Not sure if this is obvious to all, or perhaps I did something awkward to cause this (or most people actually take a look at the script first before running it ), but if you need to run the install script from a separate directory it may be beneficial to add that instruction to the first post so dopes like me don't accidently wipe their directory!

Thanks for putting this together!


----------



## FMK2

My busybox installation had some "issues", so I decided to reinstall. It couldn't have been easier.

Thanks very much for this excellent utility.


----------



## slidervf101

Has anyone compiled a newer version of Busybox (like 1.8.2) for an HR10-250? If so, please post it!

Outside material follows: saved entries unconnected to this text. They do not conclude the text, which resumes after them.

PR #497, opened 2023-01-05
circleci: Add no_output_timeout value to docker-build job

ogenev:
### What was wrong?

The Docker build pipeline fails on the master branch.

### How was it fixed?
Increases the no_output_timeout ` setting.

### To-Do

- [ ] Clean up commit history

### DIFF
--- a/.circleci/config.yml
+++ b/.circleci/config.yml
@@ -10,12 +10,14 @@ executors:
       - image: cimg/rust:1.62.0
 jobs:
   docker-build:
+    resource_class: xlarge
     executor: docker-publisher
     steps:
       - checkout
       - setup_remote_docker
       - run:
           name: Build Docker image
+          no_output_timeout: 30m
           command: docker build -t $IMAGE_NAME:latest .
       - run:
           name: Archive Docker image


njgheorghita:
> it takes around 25 min to build the image even on a powerful CircleCI instance
Are there any other alternatives? I'm not sure I'm on board with this much downtime.

njgheorghita:
> Only editing the Dockerfile is critical for the builds 
Now that I think about it, I'm not sure this is true... I've definitely broken the docker build before by changing some internal trin code (I believe it was an invalid path for loading the master acc) which caused every testnet node to crash. However, I'm not sure if the current `docker-build` step would catch that, since the error didn't break "building" the docker image, but broke running the docker image...

What do you think about adding a step to the docker ci step that ensures you can launch a trin node from the docker image and ping it... Although, this is exactly what portal-hive does, so it seems we should be able to catch any similar errors sufficiently fast enough via portal-hive... in which case (if you agree) i'm ok with `"keep the no_output_timeout to fix the master failures and proceed with caution when changing the dockerfile?"`

ogenev:
> What do you think about adding a step to the docker ci step that ensures you can launch a trin node from the docker image and ping it...

Yeah, I think portal-hive is doing that, and adding another job for pinging trin is unnecessary complexity.

njgheorghita (approved):
:shipit:

PR #498, opened 2023-01-09
Bridge mode

njgheorghita:
### To-Do

- [ ] Clean up commit history


jacobkaufmann (commented):
Before further review, why did you decide to make this a flag on the existing `trin` binary as opposed to its own separate binary?

njgheorghita:
Copying my comments from Discord here... 

> 1. Generating a `HeaderWithProof` requires access to the `HeaderOracle` in order to lookup the epoch accumulator (whether it's available locally, or sourced from the history network) and then generate the proof. To generate proofs with the "separate" architecture will require some extra complexity - either in the jsonrpc api (eg some kind of special `Offer` endpoint) or internal logic inside `trin-history` that will automatically add the proof. 

> 2. Trin's bridge takes advantage of rust's nice async api, and spawns many tasks concurrently. I'm not confident that our jsonrpc server can handle this (at least until we complete the transition to `jsonrpsee`) without sacrificing the gains from executing async tasks.

> I'd like to re-endorse my preference for leaving trin's `bridge` as "native" (as how it exists in the current pr). For the reasons above, along with others mentioned during the call. It reduces the overall complexity of the code. Imo, a single, moderately-sized file (`bridge.rs`) does not necessarily constitute "bloat" . We can always extract it down the road, if the necessity proves worthwhile, but atm I feel like it's perfectly viable to leave the `bridge` functionality as "native"

And adding some clarifications...

1. There are two ways I can see us doing this. Imo, neither is ideal. 
	1. Add a custom jsonrpc endpoint (eg `portal_historyOfferHeader`). Since we only get a `Header` from geth - this endpoint will take the `Header` as a param - and then generate a proof (using the `HeaderOracle`) before offering the `HeaderWithProof` to the network. My thoughts... Do we really want to add yet another custom `Offer` endpoint to our api?
	2. Inside the jsonrpc handling for `portal_historyOffer` - we add some custom logic to detect an eligible`Header`, and if so, we generate and attach a proof. But now that I type this out, this obfuscates some fairly significant logic, and I don't see this as a legitimate option anymore.
2. This bridge implementation fetches `128` geth headers across `8` spawned tasks concurrently. This repeats, until it has an epoch's worth of headers. Then it (more or less) repeats this process to fetch uncles & receipts. Within these concurrent tasks, the content is offered to the network over jsonrpc. 
- Our jsonrpc server - in its current state (pre #ogneev ) is fragile. I come across broken pipes fairly frequently, even with sending single commands. I'm skeptical that our jsonrpc server can withstand the assault of offer commands. Now, transitioning to `jsonpsee` will stabilize our server, and add support for batch commands. I don't see the benefit of wasting time, wrangling with a fussy jsonrpc server (in its current state), when we have a more stable implementation coming down the pipeline. This isn't an argument against the merits of extracting `bridge` into an "external" service, just an argument that it's not worth extracting until our jsonrpc server stabilizes.

njgheorghita:
@ogenev 

I do appreciate the time you took to type those out, thank you. I think it will be better if we continue this discussion during sync tomorrow, but for now / posterity, i'll jot down some quick thoughts.

1. Ok, but fluffy is also implementing a "native" bridge. So then, is the effort of a client-agnostic bridge worth it just for "ultralight"?
2. Every bridge node design we've considered is accompanied by a running node. Maybe this idea would be useful down the road (like years from now), but it doesn't even come close to a priority / important use case to consider imo.
3. ...
4. Yes, I'm against duplicating code, but I'm also hesitant to extract every little piece of `trin-core` into it's own package - until it's necessity is sufficiently justified. In the case of `ethportal-api` with `glados`, I believe it was sufficiently justified. In this case, I'm not so sure I agree, but I definitely don't see it as a priority.
5. Same as number 4
6. I don't agree. We expect all trin users to have some familiarity with the command line. This is how they are expected to manage allocated machine resources. 
7. I haven't thought this one through yet... but I don't see why this would be a problem with the "native" design.
8. Again, I don't see why this would be a problem with the "native" design

Ultimately, I think it's best if we continue this discussion in sync tomorrow, I find it much easier to come to a consensus via dialogue. But if I were to summarize my opinion on this matter...

Perfect is the enemy of good. "Native" bridge mode is not intended (yet) for users. We don't have users. Even if we did, I don't see a strong argument for why we should build it for their use. Bridge architecture should be considered "in-house" at least for this year until we can deliver an mvp. It should be fast, and functional. Our goal is to build a functional mvp network. Not a pretty, easy-to-use client for end users that supports their every dream (eg running their own bridge).

carver:
Following up from our 1-1 convo, do you still feel good about merging this into a branch instead of master? If so, you can create a branch and modify this PR or open a new PR against it. It's still nice to get a quick look at the code, but it doesn't have to be held to the same standard.

I also remember that you wanted to rebase on top of some other PR that was in progress. Which one was that?

njgheorghita:
@carver My thinking was that I would just leave this branch (`bridge`) as the main branch to track bridge development. All future updates / bugfixes to the bridge would be opened up in a pr against this branch. And then, when / if we're ready to merge bridge functionality into `master`, I'll open up that pr and the bridge code can be reviewed then.

carver:
I don't like that PRs against it would be in the "wrong" repo, and that releases would be coming from your personal fork. I'm okay with it as a temporary situation. If we're still using your repo branch in 3-6 months, then the priority to move it to an ethereum/trin branch will go up a lot, from my perspective.

njgheorghita:
@carver Sorry, I misunderstood your suggestion. No problem moving this into it's own branch. Closing this pr in favor of #552

PR #506, opened 2023-01-17
Remove ByteList as type for offered content

njgheorghita:
### What was wrong?
Using `ByteList` as the type for content we offer was a mistake... `ByteList` is just an alias for `VariableList` with max length `2048` - so every piece of content we offered was truncated to 2048... which obviously meant that it didn't pass validation on the receiving side, and is likely the reason for poor testnet performance recently.

### How was it fixed?
Changed use of `ByteList` -> `Vec<u8>`

Why didn't testing catch this? Well, utp testing isn't covered extensively inside trin, and that will be covered in `portal-hive` scenario testing. @ogenev (who helped debug this, thanks!) I would just make sure to document in some todo-list that this situation is one we should definitely cover as soon as `portal-hive` is capable of executing this type of test.

### To-Do

- [x] Clean up commit history

### DIFF
--- a/newsfragments/506.fixed.md
+++ b/newsfragments/506.fixed.md
@@ -1,0 +1,1 @@
+Replaced ByteList with Vec<u8> as type for offered content values.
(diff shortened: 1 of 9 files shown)


jacobkaufmann (approved):

mrferris (approved):
Good catch.

Definitely an issue for receipts/bodies, though I don't expect it to fix issues with header gossip because headers are <2048 bytes.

If not, I'm looking for a 'rmdir' compile (Busybox 1.2.1 does not have it).


----------



## BTUx9

slidervf101 said:


> Has anyone compiled a newer version of Busybox (like 1.8.2) for an HR10-250? If so, please post it!
> 
> If not, I'm looking for a 'rmdir' compile (Busybox 1.2.1 does not have it).

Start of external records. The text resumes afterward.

Issue #509, opened 2023-01-19
Requires Inufra API


perama-v:
### Description

Currently the client requires information from an execution node for some content, and so requires a connection to Infura.
It would be good to be able to connect to a node that is running locally.

perama-v:
closed by #510

PR #510, opened 2023-01-19
add CLI flag and docs for local trusted provider

perama-v:
### What was wrong?

As noted in #509, Trin sometimes requires a connection to a trusted provider, however was no alternative to 
Infura. 

### How was it fixed?

Added:
- CLI flag `--trusted-provider`
    - New option `custom` 
    - Altered option `geth` -> `pandaops`
- `Url` library (see below)
- CLI flag `--trusted-provider-url` 
     - Accepts a url, such as `http://127.0.0.1:8545` that is parsed with `Url` library
     - Is required for the `custom` and `pandaops` trusted provider arguments
- Documentation in `./docs/getting_started.md`
- Flag testing for invalid combinations
- Requirement that `--trusted-provider custom` choice requires the `--trusted-provider-url`.
- ~~The ability to pass a either `http://127.0...` or `127.0...`~~. Urls are parsed for correctness, and must have a base otherwise the CLI parser will panic and return an appropriate parsing message.
- Url library is also used for `web3-http-address`
- Port clash detection for trusted provider (non-trin) and trin web3 ports.

### Validation
Started execution node on port 8545.

Started Trin with the following flags:
```sh
RUST_LOG=debug cargo run -- \
    --trusted-provider custom \
    --trusted-provider-url http://127.0.0.1:8545 \
    --web3-http-address http://127.0.0.1:8547 \
    --web3-transport http \
    --discovery-port 9009 \
    --bootnodes default \
    --kb 200000 \
    --no-stun
```
Called `eth_blockNumber` on port 8545 (Execution node's port) and received a response.

Called `eth_blockNumber` (requires trusted provider) on port 8547 (Trin's port) and received a response as follows:

```sh
curl -X POST -H "Content-Type: application/json" --data '{"jsonrpc": "2.0", "method": "eth_blockNumber", "params": [], "id":1}' localhost:8547

> {"jsonrpc":"2.0","id":1,"result":"0xfada96"} 
```
Which is block `16_439_958`.
### Interface
Running `cargo run -- --help`, the changed and new flag docs respectively are shown:
```sh
...
        --trusted-provider <trusted-provider>
            Trusted provider to use. (options: 'infura' (default), 'pandaops' (devops) or 'custom') [default: infura]

        --trusted-provider-url <trusted-provider-url>
            URL for a trusted http provider. Must include a base, host and port (e.g., '<base>://<host>:<port>').
...
```
## Panics
The following panic scenarios are introduced to enforce correct flag use:

With: `cargo run -- --trusted-provider-url http://127.0.0.1:8546`
```sh
thread 'main' panicked at '--trusted-provider-url flag is incompatible with infura as the trusted provider.', trin-core/src/cli.rs:194:48
```
With `cargo run -- --trusted-provider custom`
```sh
thread 'main' panicked at ''--trusted-provider custom' choice requires the --trusted-provider-url flag.', trin-core/src/cli.rs:202:48
```
With `cargo run -- --trusted-provider custom --trusted-provider-url http://127.0.0.1:8545 --web3-transport http`
```sh
thread 'main' panicked at '--trusted-provider-url and --web3-http-address cannot have the same localhost port.', trin-core/src/cli.rs:215:21
```
# To-Do

- [x] Clean up commit history
- [x] Run cargo clippy and cargo fmt 
- [x] Get unit tests passing 
- ~~[ ] Run peertest~~ (deprecated)

### DIFF
--- a/trin-core/src/cli.rs
+++ b/trin-core/src/cli.rs
@@ -1,13 +1,14 @@
 use std::{env, ffi::OsString, fmt, net::SocketAddr, path::PathBuf};
 
 use structopt::StructOpt;
+use url::Url;
 
 use crate::portalnet::types::messages::HexData;
 use crate::utils::provider::TrustedProviderType;
 
 pub const DEFAULT_MASTER_ACC_PATH: &str = "src/assets/merge_macc.bin";
 pub const DEFAULT_WEB3_IPC_PATH: &str = "/tmp/trin-jsonrpc.ipc";
-pub const DEFAULT_WEB3_HTTP_ADDRESS: &str = "127.0.0.1:8545";
+pub const DEFAULT_WEB3_HTTP_ADDRESS: &str = "http://127.0.0.1:8545/";
 const DEFAULT_DISCOVERY_PORT: &str = "9000";
 pub const HISTORY_NETWORK: &str = "history";
 pub const STATE_NETWORK: &str = "state";
@@ -36,7 +37,7 @@ pub struct TrinConfig {
         long = "web3-http-address",
         help = "address to accept json-rpc http connections"
     )]
-    pub web3_http_address: String,
+    pub web3_http_address: Url,
 
     #[structopt(
         default_value(DEFAULT_WEB3_IPC_PATH),
@@ -118,16 +119,17 @@ pub struct TrinConfig {
 
     #[structopt(
         long = "trusted-provider",
-        help = "Trusted provider to use. (options: 'infura' (default) or 'geth' (experimental))",
+        help = "Trusted provider to use. (options: 'infura' (default), 'pandaops' (devops) or 'custom')",
         default_value(DEFAULT_TRUSTED_PROVIDER)
     )]
     pub trusted_provider: TrustedProviderType,
 
     #[structopt(
-        long = "geth-url",
-        help = "URL for geth client to use as trusted http provider (experimental)"
+        long = "trusted-provider-url",
+        help = "URL for a trusted http provider. Must include a base, host and port (e.g., '<base>://<host>:<port>').",
+        validator(check_url_format)
     )]
-    pub geth_url: Option<String>,
+    pub trusted_provider_url: Option<Url>,
 
     #[structopt(
         long = "master-accumulator-path",
@@ -142,7 +144,7 @@ impl Default for TrinConfig {
     fn default() -> Self {
         TrinConfig {
             web3_transport: "ipc".to_string(),
-            web3_http_address: DEFAULT_WEB3_HTTP_ADDRESS.to_string(),
+            web3_http_address: Url::parse(DEFAULT_WEB3_HTTP_ADDRESS).unwrap(),
             web3_ipc_path: DEFAULT_WEB3_IPC_PATH.to_string(),
             pool_size: 5,
             discovery_port: DEFAULT_DISCOVERY_PORT.parse().unwrap(),
@@ -158,7 +160,7 @@ impl Default for TrinConfig {
             enable_metrics_with_url: None,
             ephemeral: false,
             trusted_provider: TrustedProviderType::Infura,
-            geth_url: None,
+            trusted_provider_url: None,
             master_acc_path: PathBuf::from(DEFAULT_MASTER_ACC_PATH.to_string()),
         }
     }
@@ -180,26 +182,50 @@ impl TrinConfig {
                 DEFAULT_WEB3_IPC_PATH => {}
                 _ => panic!("Must not supply an ipc path when using http protocol for json-rpc"),
             },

is there a reason you don't want to use rm -rf?


----------



## slidervf101

Yes, "rm -rf" does the same thing, but it's just my habit to type "rmdir". Too lazy to change my ways...


----------



## BTUx9

hmm... too lazy to type "rm -rf" instead of "rmdir", so, instead, researching versions of busybox, looking to compile a more recent version... etc.

Seems like a lot of work in the name of "laziness"

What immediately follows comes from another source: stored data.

PR #514, opened 2023-01-20
Update master accumulator, replace Header with HeaderWithProof

njgheorghita:
### What was wrong?
Implement the change from using `Header` -> requiring `HeaderWithProof` - https://github.com/ethereum/portal-network-specs/pull/177

### How was it fixed?
- Replace `Header` with `HeaderWithProof`
- Update master accumulator to allow proofs to be generated for each pre-merge header
- Removed ultralight test assets, since those are no longer compatible with new accumulator
- Removed all logic for building / updating a master accumulator from `accumulator.rs` since those are no longer required, with a "finalized" master accumulator

### To-Do

- [x] Clean up commit history


trin-core/src/portalnet/overlay_service.rs
```diff
@@ -975,7 +975,7 @@ where
             Ok(Some(content)) => {
                 // Check content size and initiate uTP connection if the size is over the threshold
                 // TODO: Properly calculate max content size
-                if content.len() < 1000 {
+                if content.len() <= 1028 {
```
njgheorghita, line 978: This increase in size was required so that the `eth_getBlockByHash` scenario in `ethportal-peertest` doesn't trigger a utp transfer. It seemed like an alright change imo, since it's only marginally larger, and we still have the todo to properly calculate max content size

ethportal-peertest/src/scenarios/eth_rpc.rs
```diff
@@ -25,50 +27,11 @@ pub fn test_eth_get_block_by_hash(_peertest_config: PeertestConfig, peertest: &P
...
+            json!("0x6251d65b8a8668efabe2f89c96a5b6332d83b3bbe585089ea6b2ab9b6754f5e9"),
             json!(false),
         ]),
     };
 
     let result = make_ipc_request(&peertest.nodes[0].web3_ipc_path, &request).unwrap();
-    assert_eq!(json!(15537393), result["number"]);
-}
-
-pub fn test_eth_get_block_by_number(_peertest_config: PeertestConfig, peertest: &Peertest) {
```
njgheorghita, line 37: I removed this test because the epoch accumulator was causing strange bugs, due to it's large size. A potential cause for this error could be our current jsonrpc server implementation, since the error came from `jsonrpc/service.rs`. I spent some time debugging, but didn't consider it to be worthwhile pursuing. Since @ogenev plans to remove support for these two scenarios, I figured we can just remove this test for now - and it will be re-introduced once we have an improved jsonrpc server / support for this endpoint

trin-core/src/types/accumulator.rs
```diff
@@ -116,45 +82,36 @@ impl MasterAccumulator {
...
+            }
+            BlockHeaderProof::None(_) => {
+                if hwp.header.number <= MERGE_BLOCK_NUMBER {
+                    return Err(anyhow!("Missing accumulator proof for pre-merge header."));
+                } else {
+                    // Skip validation for post-merge headers until proof format is finalized
+                    return Ok(());
+                }
+            }
         };
```
jacobkaufmann, line 101: nit: we could clean this up by rearranging the conditional statements

example:

```rust
if hwp.header.number > MERGE_BLOCK_NUMBER {
    if let BlockHeaderProof::AccumulatorProof(..) = hwp.proof {
        return Err(..);
    }
    return Ok(());
}

if let BlockHeaderProof::AccumulatorProof(proof) = hwp.proof {
    // validation...
} else {
    Err(..)
}
```

jacobkaufmann (commented):
looks good! a few minor questions left in comments

ethportal-peertest/src/jsonrpc.rs
```diff
@@ -22,13 +22,11 @@ use trin_core::{
...
 /// Default enr seq value
 const ENR_SEQ: &str = "1";
-/// History header content key & value for merge block on mainnet
-/// Use merge block here so that we can use the default master accumulator for validation
-/// rather than needing to go lookup an epoch accumulator.
+/// History HeaderWithProof content key & value
 pub const HISTORY_CONTENT_KEY: &str =
-    "0x0055b11b918355b1ef9c5db810302ebad0bf2544255b530cdce90674d5887bb286";
+    "0x006251d65b8a8668efabe2f89c96a5b6332d83b3bbe585089ea6b2ab9b6754f5e9";
 pub const HISTORY_CONTENT_VALUE: &str =
```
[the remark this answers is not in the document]
njgheorghita: The reason we used the merge block before, was due to our structure of the `MasterAccumulator`, we could verify the merge block directly without needing to rely on an `EpochAccumulator`. Actually, I believe the choice for this block was even before we had support for validation via an accumulator proof. Basically, our validation required the `EpochAccumulator` in which it looked up the block hash directly and made sure they matched. Now, all headers have proofs, and we no longer require an `EpochAccumulator` for validation. This value is just one of the test vectors from `trin-core/src/assets/test/fluffy/header_with_proofs.json` since I didn't feel there was a need to generate a `HeaderWithProof` content value for the merge block. I added the block number for reference

ethportal-peertest/src/scenarios/eth_rpc.rs
```diff
@@ -7,6 +8,7 @@ use crate::{
 use trin_core::jsonrpc::types::Params;
 
 pub fn test_eth_get_block_by_hash(_peertest_config: PeertestConfig, peertest: &Peertest) {
+    info!("Testing eth_getBlockByHash");
```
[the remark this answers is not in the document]
njgheorghita: I used it for debugging, but left it in purposefully since I think it's useful. All of our test runs in `jsonrpc.rs` have `info` logs stating which test is currently being run. Keeping this `info` log here helps communicate which test is currently being run / failing

trin-core/src/types/header.rs
```diff
@@ -244,7 +244,30 @@ pub struct HeaderWithProof {
...
+    fn is_ssz_fixed_len() -> bool {
+        false
+    }
+
+    fn ssz_append(&self, buf: &mut Vec<u8>) {
+        let header = rlp::encode(&self.header).to_vec();
+        let header: ByteList = ByteList::from(header);
+        let offset =
+            <ByteList as Encode>::ssz_fixed_len() + <AccumulatorProof as Encode>::ssz_fixed_len();
+        let mut encoder = SszEncoder::container(buf, offset);
```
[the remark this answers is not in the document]
njgheorghita: I'll leave it in for now. But, I'm not so convinced that intermediate types is a cleaner api, it can just be confusing to me to have intermediate / helper / conversion types lying around amongst the actual type definitions. Maybe that's just me, but simply encapsulating any conversion logic within the trait seems more clean-cut. But we can leave that discussion for a later pr

trin-core/src/types/accumulator.rs
njgheorghita: I don't think it's necessary, we're going to have some nested logic regardless (in your example, nesting all of the validation logic.

ogenev (approved):
Looks good to me :boat: .

trin-core/src/types/accumulator.rs
```diff
@@ -308,6 +232,12 @@ pub struct HeaderRecord {
     pub total_difficulty: U256,
 }
 
+fn calculate_generalized_index(header: &Header) -> usize {
+    // Calculate generalized index for header
+    let hr_index = header.number as usize % EPOCH_SIZE;
+    (EPOCH_SIZE * 2 * 2) + (hr_index * 2)
```
perama-v, line 238: It's a bit unclear what the calculation is here. 

```rs
(EPOCH_SIZE * 2 * 2) + (hr_index * 2)
```

Otherwise, all looks good to me. Tested locally, no issues found.

ethportal-peertest/src/scenarios/eth_rpc.rs
```diff
@@ -25,50 +27,11 @@ pub fn test_eth_get_block_by_hash(_peertest_config: PeertestConfig, peertest: &P
...
-        id: 11,
-        params: Params::Array(vec![
-            // Block #15537395
-            json!("0xed14f3"),
-            json!(false),
-        ]),
-    };
-
-    let result = make_ipc_request(&peertest.nodes[0].web3_ipc_path, &request).unwrap_err();
-    assert_eq!(result.to_string(), "JsonRpc response contains an error: String(\"Error while processing eth_getBlockByNumber: eth_getBlockByNumber not currently supported for blocks after the merge (#15537393)\")");
```
carver, line 73: I imagine this part of the test still works, and doesn't need to be thrown out with the bathwater.

ethportal-peertest/src/scenarios/eth_rpc.rs
carver: Can you add a tracking issue?

ethportal-peertest/src/scenarios/offer_accept.rs
```diff
@@ -70,6 +70,6 @@ pub fn test_offer_accept(peertest_config: PeertestConfig, peertest: &Peertest) {
     assert_eq!(
         HISTORY_CONTENT_VALUE, received_content_str,
         "The received content {}, must match the expected {}",
-        HISTORY_CONTENT_VALUE, received_content_str,
+        received_content_str, HISTORY_CONTENT_VALUE
```
carver, line 73: Nice. I bet that was annoying when debugging X)

tests/self_peertest.rs
```diff
@@ -59,10 +59,6 @@ mod test {
             peertest_config.clone(),
             &peertest,
         );
-        peertest::scenarios::eth_rpc::test_eth_get_block_by_number(
-            peertest_config.clone(),
-            &peertest,
-        );
```
carver, line 65: Just making sure this gets added back when the last part of the test gets added again.

trin-core/src/portalnet/overlay_service.rs
carver: Always nice to link the specific issue when mentioning it in the PR :)

carver (approved):
Looks good! Some suggestions

trin-core/src/portalnet/overlay_service.rs
njgheorghita: https://github.com/ethereum/trin/issues/523

ethportal-peertest/src/scenarios/eth_rpc.rs
njgheorghita: #524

what about: alias rmdir='rm -rf' in your profile?


----------



## rbautch

The downoad in the original post is now updated with BusyBox 1.10.1. Also added several new tools.


----------



## Soapm

Can I just type install_busybox.sh from a BASH promt and let this new version automatically overwrite the old? Will it make any other changes to SAper or other enhancements?

If not, what command would I use to overwrite my existing busybox with this new version?


----------



## rbautch

Yes. Run the script to replace your existing busybox.


----------



## unclemoosh

OK, so I installed new busybox and now I lost the "more" function. I tried symlink to busybox, which I thought required, but no joy.

What did I screw up???


----------



## BTUx9

more SHOULD be a symlink to busybox... is it still in your path? is busybox marked executable?


----------



## unclemoosh

Yes and yes.

Symlink I did was "ln -s busybox more"

I get "more: applet not found"

Can you give some direction?

TIA


----------



## T1V0

just type 'busybox' if more isn't listed, then this busybox binary was built without including it.


----------



## unclemoosh

T1V0 said:


> just type 'busybox' if more isn't listed, then this busybox binary was built without including it.


That's it, it's not there.

Thanks.


----------